Wenn Beamte in die Rentenkasse einzahlen, würde zwar mehr Geld in die Kassen fließen. „Aber Beamte würden auch sehr viel kosten. Sie leben im Schnitt länger, verdienen im Schnitt relativ viel und sie sind viele“, so der Ökonom bei einer Veranstaltung zum Thema Rente im Haus der Bayerischen Wirtschaft.
Eine Rente für alle: Beamte würden Rentenkasse kaum (oder gar nicht) entlasten
Aktuell gibt es 1,8 Millionen Menschen in Deutschland, die eine Pension erhalten. Weitere 1,9 Millionen werden in den kommenden Jahren dazukommen, so viele Menschen arbeiten nämlich 2024 als Beamte und Richter nach Angaben des Statistischen Bundesamtes. Dem gegenüber stehen im Jahr 2024 rund 22 Millionen Rentner und Rentnerinnen.
Würden alle 1,9 Millionen Beamte theoretisch von jetzt auf gleich anfangen, in die Rentenkassen einzuzahlen, würde das bei einem durchschnittlichen Beamtengehalt von 3.535 Euro im Monat Mehreinnahmen von 1,2 Milliarden Euro im Monat an die Rentenkasse bedeuten (bei einem Rentenbeitrag von 18,6 Prozent). 2023 hat die Rentenkasse 359,6 Milliarden Euro insgesamt ausgegeben.
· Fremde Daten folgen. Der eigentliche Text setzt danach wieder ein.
PR #2100, opened 2026-06-24
feat(#2095): name the hook in the shell-hook consent prompt (P2)

tya5:
**[tui-coder]** — #2095 **P2** (builds on merged P1 #2098; scope confirmed with lead). Names the hook in the shell-hook consent prompt.

## What changed
The P1 consent modal said a generic **"A shell hook wants to run a command"**. P2 threads the operator's `HookDef.name` through `dispatcher → run_shell_hook → _prompt_consent_via_bus` so the prompt identifies which configured hook is asking:

> **Shell hook `'nightly-sync'` wants to run a command**
> `$ <command>`

Falls back to the generic wording when the hook has no `name`.

## Why name, not source
Shell hooks are **always operator-config** — `hooks_add` (the only agent hooks-write op) can only emit `template_push`, never `shell_exec`/`shell_push`. So an agent-vs-operator "source" label would be a constant ("operator") = noise, not signal. The **name** is the useful provenance (confirmed with lead). The deeper `HookDef.source` field (a loader/registry refactor) is deferred until/unless `hooks_add` is extended to shell.

## Test plan
- [x] `pytest tests/test_2095_shell_hook_consent_bus.py` — 9 Tier-2 (incl. P2: prompt names the hook when `hook_name` set + stays generic without; dispatcher wires `hook.name` to the runner).
- [x] hook-runner + dispatcher + shell_push + attribution suites green.
- [x] `ruff check` + `tier_audit --strict` clean.
- [ ] (deferred to a combined P2+P3 live check at lane close) tmux-e2e of the **named** prompt — P1's tmux-e2e already proved the modal renders `iv.prompt` live (the named string is a unit-verified interpolation of that same path); P3 adds a new surface that warrants its own live check, so I'll verify both in one real-terminal pass.

**Tier self-check:** +2 Tier-2 (behavior via the real `_RecordingBus` prompt text + the dispatcher→runner wire through a real `_RecordingShell`); no size/format pins, no private-state asserts.

### DIFF
--- a/src/reyn/hooks/dispatcher.py
+++ b/src/reyn/hooks/dispatcher.py
@@ -131,6 +131,7 @@ class HookDispatcher:
                 sandbox_backend=self._sandbox_backend,
                 sandbox_config=self._sandbox_config,
                 consent_bus=self._consent_bus_now(),
+                hook_name=hook.name,
             )
         elif hook.shell_push is not None:
             # shell_push (#2069) — a shell command whose STDOUT is a JSON
@@ -147,6 +148,7 @@ class HookDispatcher:
                 sandbox_config=self._sandbox_config,
                 capture_stdout=True,
                 consent_bus=self._consent_bus_now(),
+                hook_name=hook.name,
             )
             resolved = _parse_shell_push(stdout)
             if resolved is not None:
--- a/src/reyn/hooks/shell_runner.py
+++ b/src/reyn/hooks/shell_runner.py
@@ -164,6 +164,7 @@ async def _check_consent(
     allowlist_path: Path,
     *,
     consent_bus: "RequestBus | None" = None,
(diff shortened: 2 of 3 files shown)


tya5:
**[lead-coder]** — ACCEPT + merge. P2 clean: hook_name threaded (dispatcher → run_shell_hook → _check_consent → _prompt_consent_via_bus); the prompt names the hook (`Shell hook 'name' wants to run…`) when set, generic else; correctly NO source label (hooks_add is template_push-only → shell hooks are always operator-config, per the recon). test_consent_prompt_names_the_hook (named/anon) + the dispatcher hook_name-wiring assertion. CI all-green. Small, focused, grounded. → P3 (the shell_exec activity line).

Allerdings muss hier betont werden, dass dies eine Beispielrechnung ist, die sehr stark vereinfacht wird – in der Realität würden die Beiträge je nach Gehältern natürlich anders aussehen.
All diese Menschen müssten aber auch später mit einer Rente versorgt werden – und das im Schnitt sehr lange, wie Professor Börsch-Supan auch betont. Eine Studie des Deutschen Instituts für Wirtschaftsforschung (DIW) hatte 2021 festgestellt, dass Beamte mit 65 Jahren eine Restlebenserwartung von durchschnittlich 21,52 Jahren haben. Arbeiter und Arbeiterinnen hingegen leben im Schnitt nur noch 15,89 Jahre lang, wenn sie das 65. Lebensjahr erreicht haben. Angestellte und Selbstständige leben nach 65 Jahren noch weitere 19 Jahre, wie die Studie ergibt.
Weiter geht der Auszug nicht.